What they didn’t debate
Oct 23, 2012, 8:31 AM | Updated: 8:43 am
(AP image)
How about that. The attack on the Benghazi embassy – the issue that’s captured so many pixels lately – hardly a factor in last night’s debate.
And the other big foreign policy coup – killing Osama bin Laden – it was Mr. Romney who brought it up.
“I congratulate him on taking out Osama Bin Laden and going after the leadership in al-Qaeda. But we can’t kill our way out of this mess,” Romney said.
We can’t kill our way out of this mess.

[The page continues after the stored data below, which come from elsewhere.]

Issue #3413, opened 2024-02-20
Broker pallet should expose `sale_price` through runtime api


Szegoo:
Frontends should not be required to reimplement the logic for determining the sale price of cores, as this approach is unreliable and changes in pricing logic could make things break. 
Instead, it should be possible to directly query the price from the runtime.

bkchr:
Generally we can add it, but it isn't really required to have this declared centrally. The runtime api can just be declared and implemented next to the runtime.

PR #3485, opened 2024-02-26
Broker: sale price runtime api

Szegoo:
Defines a runtime api for `pallet-broker` for getting the current price of a core if there is an ongoing sale.

Closes: #3413


paritytech-cicd-pr:
**Job name**: cargo-clippy
**Logs**: https://gitlab.parity.io/parity/mirrors/polkadot-sdk/-/jobs/5350673

paritytech-cicd-pr:
**Job name**: check-tracing
**Logs**: https://gitlab.parity.io/parity/mirrors/polkadot-sdk/-/jobs/5350708

paritytech-cicd-pr:
**Logs**: https://gitlab.parity.io/parity/mirrors/polkadot-sdk/-/jobs/5350707

paritytech-cicd-pr:
**Logs**: https://gitlab.parity.io/parity/mirrors/polkadot-sdk/-/jobs/5351017

substrate/frame/broker/runtime-api/src/lib.rs
```diff
@@ -0,0 +1,32 @@
...
+// See the License for the specific language governing permissions and
+// limitations under the License.
+
+//! Runtime API definition for the FRAME Broker pallet.
+
+#![cfg_attr(not(feature = "std"), no_std)]
+
+use codec::Codec;
+
+sp_api::decl_runtime_apis! {
```
bkchr, line 24: We don't need an extra crate for this runtime api. An extra crate would only be required if we need to import this in the node side, which isn't the case here.

cumulus/parachains/runtimes/coretime/coretime-rococo/src/lib.rs
```diff
@@ -595,6 +595,12 @@ impl_runtime_apis! {
 		}
 	}
 
+	impl pallet_broker_runtime_api::BrokerApi<Block, Balance> for Runtime {
+		fn sale_price() -> Option<Balance> {
```
bkchr, line 599: And do we maybe want to expose more stuff?

Szegoo: It would be useful to fetch the unclaimed revenue of a region contributed to the instantaneous pool. I can add that as well.

paritytech-cicd-pr:
**Logs**: https://gitlab.parity.io/parity/mirrors/polkadot-sdk/-/jobs/5388634

paritytech-cicd-pr:
**Logs**: https://gitlab.parity.io/parity/mirrors/polkadot-sdk/-/jobs/5388905

cumulus/parachains/runtimes/coretime/coretime-rococo/src/lib.rs
Szegoo: > It would be useful to fetch the unclaimed revenue of a region contributed to the instantaneous pool.

After thinking about this a bit more not sure if adding this would make sense. Getting the unclaimed revenue can require quite a lot of reading(reading `InstaPoolHistory` per each timeslice). So having this exposed could be an easy spam vector.

substrate/frame/broker/src/dispatchable_impls.rs
```diff
@@ -437,4 +437,17 @@ impl<T: Config> Pallet<T> {
...
+	pub fn api_sale_price() -> Option<BalanceOf<T>> {
+		let status = Status::<T>::get()?;
+		let sale = SaleInfo::<T>::get()?;
+
+		if sale.first_core < status.core_count || sale.cores_sold < sale.cores_offered {
+			return None;
+		}
+		let now = frame_system::Pallet::<T>::block_number();
+		let price = Self::sale_price(&sale, now);
+		Some(price)
```
bkchr, line 451:
```suggestion
		Some(Self::sale_price(&sale, now))
```

bkchr (approved):

bkchr:
@Szegoo can you please add a prdoc Runtime Devs and Runtime Users

prdoc/pr_3485.prdoc
```diff
@@ -0,0 +1,18 @@
+# Schema: Polkadot SDK PRDoc Schema (prdoc) v1.0.0
+# See doc at https://raw.githubusercontent.com/paritytech/polkadot-sdk/master/prdoc/schema_user.json
+
+title: "Broker: sale price runtime api"
+
+doc:
+  - audience: 
+    - Runtime Dev 
+    - Runtime User
```
Szegoo, line 9: @bkchr Are multiple audiences supported? Based on this I would assume not: https://github.com/paritytech/polkadot-sdk/blob/463ccb8f9028ebf5f7fc53d7e835c21f43172253/prdoc/schema_user.json#L101

substrate/frame/broker/src/dispatchable_impls.rs
```diff
@@ -437,4 +437,16 @@ impl<T: Config> Pallet<T> {
 		Self::deposit_event(Event::AllowedRenewalDropped { core, when });
 		Ok(())
 	}
+
+	/// If there is a sale ongoing returns the current price of a core.
+	pub fn api_sale_price() -> Option<BalanceOf<T>> {
+		let status = Status::<T>::get()?;
+		let sale = SaleInfo::<T>::get()?;
+
+		if sale.first_core < status.core_count || sale.cores_sold < sale.cores_offered {
```
eskimor, line 446: Can you explain the second part of the `or`, why don't we have a sale price if cores_sold < cores_offered? Also:

1. This looks like code duplication that could get out of sync. If we don't have a price for some reason, this should not be determined here, but e.g. in something like `sale_price`.
2. Wouldn't a reason for not having a sale price be of interest? E.g. would it make sense to make the return type more expressive?

paritytech-cicd-pr:
**Job name**: cargo-clippy
**Logs**: https://gitlab.parity.io/parity/mirrors/polkadot-sdk/-/jobs/5639528

substrate/frame/broker/src/dispatchable_impls.rs
Szegoo: > Can you explain the second part of the or

Yes, this was incorrect the comparison sign needs to be flipped for actually both parts of the `or`.

> this should not be determined here, but e.g. in something like sale_price.

I would rather leave `sale_price` as a low level function without much contextual information and checks. I extracted the checks in a new function.

> Wouldn't a reason for not having a sale price be of interest? E.g. would it make sense to make the return type more expressive?

We can return more information by returning an error instead of `None`. I didn't do it since it is a bit weird to return a `DispatchError` from a runtime api function, but it might be worth it for more expressiveness.

paritytech-cicd-pr:
**Job name**: cargo-clippy
**Logs**: https://gitlab.parity.io/parity/mirrors/polkadot-sdk/-/jobs/5639991

substrate/frame/broker/src/dispatchable_impls.rs
```diff
@@ -437,4 +436,25 @@ impl<T: Config> Pallet<T> {
 		Self::deposit_event(Event::AllowedRenewalDropped { core, when });
 		Ok(())
 	}
+
+	pub(crate) fn ensure_core_availability(
+		status: &StatusRecord,
+		sale: &SaleInfoRecordOf<T>,
+	) -> Result<(), DispatchError> {
+		ensure!(sale.first_core < status.core_count, Error::<T>::Unavailable);
+		ensure!(sale.cores_sold < sale.cores_offered, Error::<T>::SoldOut);
```
joepetrowski, line 445: What is the motivation to split this into another function?

substrate/frame/broker/src/dispatchable_impls.rs
```diff
@@ -437,4 +436,25 @@ impl<T: Config> Pallet<T> {
...
+
+		Ok(())
+	}
+
+	/// If there is an ongoing sale returns the current price of a core.
+	pub fn api_sale_price() -> Result<BalanceOf<T>, DispatchError> {
```
joepetrowski, line 451: Why not just `sale_price`? I don't think we normally prefix calls with `api_`, the fact that it's available means it's in the API :).

Szegoo: We already have a function called `sale_price`.

https://github.com/paritytech/polkadot-sdk/blob/cc1e6ac301ea88e3cb3253a84e4c6aa28f2d8f87/substrate/frame/nomination-pools/src/lib.rs#L3566

substrate/frame/broker/src/dispatchable_impls.rs
Szegoo: To avoid code duplication: https://github.com/paritytech/polkadot-sdk/pull/3485#discussion_r1537393976

But, yeah, I don't have a strong opinion here since it's only two lines anyway.

joepetrowski: Doh, I read that comment and completely missed it. I can see both sides, if something else wants to use it then it makes sense to split it out.

substrate/frame/broker/src/dispatchable_impls.rs
```diff
@@ -455,4 +455,25 @@ impl<T: Config> Pallet<T> {
 
 		Ok(())
 	}
+  
+  pub(crate) fn ensure_core_availability(
```
bkchr, line 459: Can you please add some comment? I don't really get from reading the name what this does, because you don't really pass any core. Or maybe call it `ensure_cores_for_sale`.

Szegoo: I think `ensure_cores_for_sale` is good.

bkchr:
Now if someone of the gentleman @joepetrowski @eskimor or @seadanda could approve this pr, we could merge it.

prdoc/pr_3485.prdoc
```diff
@@ -0,0 +1,20 @@
...
+      Defines a runtime api for `pallet-broker` for getting the current price 
+      of a core in the ongoing sale.
+
+  - audience: Runtime User
+    description: |
+      Defines a runtime api for `pallet-broker` for getting the current price 
+      of a core in the ongoing sale.
+
+crates:
+  - name: pallet-broker
```
seadanda, line 18: Minor bumps? Not up to date on this, @bkchr is minor the default if a change is listed here or should it be explicit?

substrate/frame/broker/src/dispatchable_impls.rs
seadanda: Maybe even `current_price` would be more descriptive, since in other places the sale refers to the whole sale period, whereas we want the price now. This would also allow the same name to be used for the runtime api function.

substrate/frame/broker/src/dispatchable_impls.rs
```diff
@@ -455,4 +454,25 @@ impl<T: Config> Pallet<T> {
...
+	}
+
+	/// If there is an ongoing sale returns the current price of a core.
+	pub fn api_sale_price() -> Result<BalanceOf<T>, DispatchError> {
+		let status = Status::<T>::get().ok_or(Error::<T>::Uninitialized)?;
+		let sale = SaleInfo::<T>::get().ok_or(Error::<T>::NoSales)?;
+
+		Self::ensure_cores_for_sale(&status, &sale)?;
+
+		let now = frame_system::Pallet::<T>::block_number();
```
seadanda, line 475: When we change to relay chain clocking this could give strange results if not updated. Maybe best to have a simple regression test here.

seadanda (approved):
Some nits and a regression test would be nice, but already happy to merge

substrate/frame/broker/src/dispatchable_impls.rs
Szegoo: The good thing is that a different type is used to define `now`, so if it isn't updated, it shouldn't even compile.

seadanda: Fair enough!

substrate/frame/broker/src/dispatchable_impls.rs
Szegoo: That makes sense, will update it now.

PR #3486, opened 2024-02-26
Skip awaiting for metric verification when booting up local zombienet networks

Overkillus:
When spinning larger zombienet networks locally during development awaiting for metrics to boot up and verify that nodes are up can take a lot of time:
```
Error 	 fetching metrics from: http://127.0.0.1:39555/metrics

Error 	 fetching metrics from: http://127.0.0.1:43957/metrics

Error 	 fetching metrics from: http://127.0.0.1:35039/metrics

Error 	 fetching metrics from: http://127.0.0.1:33173/metrics

Error 	 fetching metrics from: http://127.0.0.1:36597/metrics

Error 	 fetching metrics from: http://127.0.0.1:43837/metrics

```
Can take some time when playing with larger networks spinning the above error endlessly. 

PR uses the new setting [`node_verifier`](https://github.com/paritytech/zombienet/pull/1731) to disable the wait for metrics locally but keeps it on in CICD.

### DIFF
--- a/polkadot/zombienet_tests/functional/0001-parachains-pvf.toml
+++ b/polkadot/zombienet_tests/functional/0001-parachains-pvf.toml
@@ -1,5 +1,7 @@
 [settings]
 timeout = 1000
+# Don't wait for metrics to be available when run locally
+{% if not CI_JOB_ID %} node_verifier = "None" {% endif %}
 
 [relaychain]
 default_image = "{{ZOMBIENET_INTEGRATION_TEST_IMAGE}}"
--- a/polkadot/zombienet_tests/functional/0002-parachains-disputes.toml
+++ b/polkadot/zombienet_tests/functional/0002-parachains-disputes.toml
@@ -1,5 +1,7 @@
 [settings]
 timeout = 1000
+# Don't wait for metrics to be available when run locally
+{% if not CI_JOB_ID %} node_verifier = "None" {% endif %}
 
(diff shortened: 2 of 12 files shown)


pepoviola (approved):

sandreim:
I agree this is annoying, but the verification process is a good node startup sanity check. Removing it can actually backfire if not all nodes start properly. 

@pepoviola do we know why the node verifier process is so slow ?

pepoviola:
> I agree this is annoying, but the verification process is a good node startup sanity check. Removing it can actually backfire if not all nodes start properly.
> 
> @pepoviola do we know why the node verifier process is so slow ?

The verification itself is not slow, since is just query the `processStartTime` time and we are doing in batches of 10 nodes. _But_ the friction is caused when the nodes have an slow bootstrap (could be related to the load of the vm/infra/host) and the prometheus server take some time to response. Also, most of the times the test-suite doesn't query all the nodes as part of the assertions.

I'm working on a different approach that allow you to manage the verifier with this options:
- `None`, do not verify the nodes. I think this could be handy for local environments where you just want to spawn the network and make some manual checks.
- `Metric`, the current behavior of checking the prometheus server of the nodes
- `PID`, check that the process is alive (I think this will be ok for using in `CI`)

For v2, we want to add these options and also allow to set a `custom` verifier per node.

Thanks!!

Issue #3475, opened 2024-02-26
Bridge zombienet tests: check that the received amount on the destination AH is closed to the amount that was sent


serban300:
Part of https://github.com/paritytech/polkadot-sdk/issues/3176

In the bridge zombienet tests, for the moment we only check that some assets were transferred successfully and that the relayer was rewarded with > 0.

We should also check that the amount that is received on the destination is close to the amount that was sent (basically that the fees were reasonable)

serban300:
The adjustments for the Rococo<>Westend tests were merged via #3490 

Also adjusted the P<>K manua ltest PR: https://github.com/polkadot-fellows/runtimes/pull/198

Resolving the issue

PR #3490, opened 2024-02-27
Bridge zombienet tests: Check amount received at destination

serban300:
Related to https://github.com/paritytech/polkadot-sdk/issues/3475


svyatonik (approved):
:+1: Thank you!

PR #294, opened 2016-08-24
Allocate storage for temporary buffer.

syoyo:
Memory is not allocated for `buf[sample]`, thus it causes segmentation fault. This patch fix it.

### DIFF
--- a/tiny_dnn/core/kernels/conv2d.h
+++ b/tiny_dnn/core/kernels/conv2d.h
@@ -75,6 +75,8 @@ class Conv2d {
                 out[sample] = in[sample];
             }
             else {
+                // alloc temporary buffer.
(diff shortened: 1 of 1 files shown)


edgarriba:
@syoyo 
thx to fix the bug!

It could be interesting to have a coupe of tests for this `core::padding::same ` case.
Could you also check if same happens to `copy_and_unpad_delta` ?

/cc @nyanp

nyanp:
@syoyo 
Thank you very much, great! I'll merge it at once.

@edgarriba 
> Could you also check if same happens to copy_and_unpad_delta ?

Probably no. But it's a good idea to add tests for this case to check our new backends :)
I think we should merge this PR as soon as possible, before further checking.

syoyo:
Thanks!

> Could you also check if same happens to copy_and_unpad_delta ?

I'll investigate other code part including `copy_and_unpad_delta` when I have spare time.

Issue #245, opened 2016-07-22
when i debug examples\main.cpp ,it will 0x002AA9DC 处有未经处理的异常(在 tiny_cnn.exe 中):  0xC000001D: Illegal Instruction。


angelanf5:
my vs is VS2013 express for windows desktop.
tiny_cnn is tiny-cnn-master  download at 19th july.
when i compile it, it will warning this:
![up](https://cloud.githubusercontent.com/assets/17898886/17062573/04326b74-5066-11e6-8be9-bae4338df285.JPG)

waiting for help :)

xylcbd:
your application heap is crashed,may be caused by heap overflow.

nyanp:
@angelanf5 
Whats kind of CPU do you use? If your CPU doesn't support AVX instructions, please remove ```CNN_USE_AVX``` definition from project property (project -> property -> c/c++ -> Preprocessor)

angelanf5:
thanks u for your help,nyanp.  it runs normally now.

angelanf5:
@nyanp  my cpu is AMD Athlon(tm) II X2 215 Processor. when i remove CNN_USE_AVX definition from project property, it can run normally.
thank u.

PR #296, opened 2016-08-26
fixed bugs in caffe converter example

Jiaolong:
The current caffe converter example is not fully tested. Mainly fixed bugs in:
- CMakefiles: enable compile caffe_converter example
- caffe_converter.cpp: updated the code with latest tiny-dnn

### DIFF
--- a/examples/CMakeLists.txt
+++ b/examples/CMakeLists.txt
@@ -44,7 +44,7 @@ target_link_libraries(example_cifar_train
 
 find_package(Protobuf QUIET)
 if(PROTOBUF_FOUND)
-    set(proto_file "${CMAKE_CURRENT_SOURCE_DIR}/tiny_dnn/io/caffe/caffe.pb.cc")
+    set(proto_file "${CMAKE_SOURCE_DIR}/tiny_dnn/io/caffe/caffe.pb.cc")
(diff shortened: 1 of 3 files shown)


edgarriba:
@Jiaolong 
thx for the contribution !

Jiaolong:
@edgarriba
I just tested it with caffe bvlc reference model, however, an error occured when running in release mode. It shows `Illegal instruction     (core dumped)`.

In debug mode, everything is fine. I tried to locat the error and it turns out that the crash came from this line:
https://github.com/tiny-dnn/tiny-dnn/blob/master/tiny_dnn/util/random.h#L68

I haven't solved this problem. Could you please help me on this? I have compared the cmake c++ flags of release and debug, but got no hint.

nyanp:
@Jiaolong 
Removing ```CNN_USE_AVX``` flag would solve the problem if you use AMD processor. See:  https://github.com/tiny-dnn/tiny-dnn/issues/245

Jiaolong:
Thanks a lot! Setting USE_AVX=OFF, it works perfectly! I use Intel CPU though, `Intel(R) Core(TM) i5-2410M CPU @ 2.30GHz`.

PR #297, opened 2016-08-26
Suppress compiler warnings on `override` keyword.

syoyo:
This simple patch suppress missing override keyword warning, e.g.

```
In file included from train.cpp:29:
In file included from ../../tiny_dnn/tiny_dnn.h:45:
../../tiny_dnn/layers/max_pooling_layer.h:138:10: warning: 'back_propagation' overrides a member function but is not marked 'override' [-Winconsistent-missing-override]
    void back_propagation(const std::vector<tensor_t*>& in_data,
         ^
```


edgarriba:
@syoyo 
thx for your contribution :+1:

PR #298, opened 2016-08-28
fix padding::same issue

edgarriba:


edgarriba:
@nyanp 
Cannot find the error. This is the log with valgrind: http://pastebin.com/wJmLa9Fc

nyanp:
@edgarriba 
By [dr.memory](http://www.drmemory.org/) (windows equivalent to valgrind) and IDE. I've noticed that [current usage of unpad](https://github.com/tiny-dnn/tiny-dnn/blob/master/tiny_dnn/core/kernels/conv2d_grad_op.h#L114) is incorrect, because we are copying data into its gradient.
We need to allocate temporary buffer which have enough room for padded operation, and then we need to shrink it to original ```prev_delta```. Please check implementation of the [latest release version](https://github.com/tiny-dnn/tiny-dnn/blob/v0.1.1/tiny_cnn/layers/convolutional_layer.h#L359).

edgarriba:
@nyanp 
I haven't tried upadding yet, but with `copy_and_pad_input` there's also a memory error.

tiny_dnn/core/kernels/conv2d_grad_op.h
```diff
@@ -72,8 +72,15 @@ class Conv2dGradOp : private Conv2d, public core::OpKernel {
         // initalize outputs
         fill_tensor(prev_delta, float_t(0));
         
+        // in case we want zero-pading we need to
+        // reshape the data container
+
+        if (Conv2d::params().pad_type == core::padding::same) {
+            Conv2d::copy_and_pad_input(prev_delta, prev_delta);
+        }
+
```
edgarriba: @nyanp I added this fix in order to resize data container, but not sure if is okay since not pass tests

tiny_dnn/core/kernels/conv2d_grad_op.h
```diff
@@ -106,7 +113,7 @@ class Conv2dGradOp : private Conv2d, public core::OpKernel {
 
         // apply unpadding
         if (Conv2d::params().pad_type == core::padding::same) {
-            Conv2d::copy_and_unpad_delta(prev_out, prev_delta);
+            Conv2d::copy_and_unpad_delta(prev_delta, prev_delta);
         }
```
edgarriba: @nyanp I think this is like the original version

nyanp:
@edgarriba 
In forward-pass, ```in_data_padded``` is [allocated inside op](https://github.com/edgarriba/tiny-cnn/blob/0764a8340f94cffdabdc2dbdf3b3e0d48166cef6/tiny_dnn/core/kernels/conv2d_op.h#L69), and destructed for each loop. We need to reuse this in backward-pass when we calculate dW, because dot-product requires padding (see [backprop  of the latest release](https://github.com/tiny-dnn/tiny-dnn/blob/v0.1.1/tiny_cnn/layers/convolutional_layer.h#L292)).
One idea to solve this is moving padding/unpadding operation to convolutional-layer.

p.s.
It's hard to detect this kind of error when we access vector element via raw pointer. Using ```assert``` or ```vector::operator[]``` would be helpful (remember you should build tiny-dnn with debug mode when you want to enable them)

edgarriba:
@nyanp check last commit. I've added the buffers again to the conv layer but it doesn't solve the issue. At some point the padding routine crashes due to a corrupted double-linked list error.

tiny_dnn/layers/convolutional_layer.h
```diff
@@ -447,12 +467,97 @@ class convolutional_layer : public feedforward_layer<Activation> {
...
 
     /* Forward and backward ops */
     std::shared_ptr<core::OpKernel> kernel_fwd_;
     std::shared_ptr<core::OpKernel> kernel_back_;
+
+    /* Buffer to store padded data */
+    struct conv_layer_worker_specific_storage {
+        tensor_t prev_out_padded_;
+        tensor_t prev_delta_padded_;
+    } cws_;
```
nyanp: @edgarriba 
We need to edit move constructor (L218) to move cws_ correctly.

tiny_dnn/layers/convolutional_layer.h
```diff
@@ -369,6 +384,11 @@ class convolutional_layer : public feedforward_layer<Activation> {
         params_.w_stride = w_stride;
         params_.h_stride = h_stride;
         params_.tbl      = tbl;
+
+        // init padding buffer
+        if (params_.pad_type == padding::same) {
+			cws_.prev_delta_padded_.resize(1, vec_t(params_.in_padded.size(), float_t(0)));
```
nyanp: @edgarriba 
We need NxKx(W-padded)x(H-padded) storage for ```prev_delta_padded_``` but this line reserve 1xKx(W-padded)x(H-padded). We can override ```set_sample_count``` and reserve appropriate buffer there. see example in [max pooling](https://github.com/tiny-dnn/tiny-dnn/blob/master/tiny_dnn/layers/max_pooling_layer.h#L162_L165).

tiny_dnn/layers/convolutional_layer.h
```diff
@@ -231,7 +231,12 @@ class convolutional_layer : public feedforward_layer<Activation> {
      * @param out_data     output vectors
      **/
     void forward_propagation(const std::vector<tensor_t*>& in_data,
-                             std::vector<tensor_t*>&       out_data) override {
+                             std::vector<tensor_t*>&       out_data) override { 
+        std::cout << "BEFORE PADDED" << std::endl;
+        copy_and_pad_input(*in_data[0], cws_.prev_out_padded_);
+        *in_data[0] = cws_.prev_out_padded_;
```
nyanp: @edgarriba 
```in_data``` and ```out_data``` is shared among layers. Changing these size of vectors will affect neighbor layers which depends on their size. We should encapsulate the effect of padding/unpadding inside convolution layer.

File: tiny_dnn/layers/convolutional_layer.h (hunk 3 above)
Comment (edgarriba) [inline tiny_dnn/layers/convolutional_layer.h]: @nyanp this seems to fix the corrupted list issue

File: tiny_dnn/layers/convolutional_layer.h [hunk 6]
```diff
@@ -232,13 +233,16 @@ class convolutional_layer : public feedforward_layer<Activation> {
...
-        std::cout << "BEFORE PADDED" << std::endl;
         copy_and_pad_input(*in_data[0], cws_.prev_out_padded_);
-        *in_data[0] = cws_.prev_out_padded_;
-        std::cout << "AFTER PADDED" << std::endl;
+
+        std::vector<tensor_t*> in_data_;
+        in_data_.push_back(&cws_.prev_out_padded_);
+        for (cnn_size_t i = 1; i < in_data.size(); ++i) {
+            in_data_.push_back(in_data[i]);
+        }
```
edgarriba: @nyanp I've tried this workaround solution but I think we are doing sth wrong since all tests for conv are broken in this way :disappointed:

nyanp:
@edgarriba 
No worries :smile: Maybe you missed  ```Conv2d::setParams(OpKernel::params_);``` in ```conv2d_op```.

tiny_dnn/layers/convolutional_layer.h
```diff
@@ -231,9 +232,17 @@ class convolutional_layer : public feedforward_layer<Activation> {
...
-                             std::vector<tensor_t*>&       out_data) override {
+                             std::vector<tensor_t*>&       out_data) override { 
+        copy_and_pad_input(*in_data[0], cws_.prev_out_padded_);
+
+        std::vector<tensor_t*> in_data_;
+        in_data_.push_back(&cws_.prev_out_padded_);
+        for (cnn_size_t i = 1; i < in_data.size(); ++i) {
+            in_data_.push_back(in_data[i]);
+        }
+
```
edgarriba: @nyanp
convolution tests are fixed with https://github.com/tiny-dnn/tiny-dnn/pull/298/commits/ca862cef3eb49a3487f743ea79cb0e864636d603. 
However, network tests which have convolution operations are broken. So, I suspect that the codes above are not a proper solution to share data between neighbor layers.

nyanp:
@edgarriba 
Sorry for late, we need to remove assignment at [convolutional_layer.h#L534](https://github.com/edgarriba/tiny-cnn/blob/ca862cef3eb49a3487f743ea79cb0e864636d603/tiny_dnn/layers/convolutional_layer.h#L534), because we don't use padded buffer in ```padding::valid``` mode. This is probably the last one bug in conv-layer.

Except later he accuses the President of having gone on an “apology tour”, and Obama’s thinking “wait a minute – I apologize too much, but yet – I kill bad guys too much?”
“Nothing Governor Romney just said is true,” said President Obama.
But here’s the challenge Romney faced: he’s in a debate; he’s got to accuse the other guy of something, but they’re just not that different on foreign policy.
Both want to stop Iran from getting the bomb, they both back Israel, they both would make sure we’re the biggest cop on the beat – even if it did mean going back to horses and bayonets.
And I found all this reassuring because the poll numbers are again pointing to that uniquely American type of election where the winner loses.
And once again the electoral college will protect us from choosing the president most people actually want, thereby guaranteeing that half of us will spend four years tweeting how ticked off we are.
But that would be too bad because the reason the race is so close is that for all the efforts to paint this as a stark choice – government versus private industry, Obamacare versus Romneycare, apologies versus no apologies – if you accept Mitt Romney’s most recent positions, America is not going to be that different either way.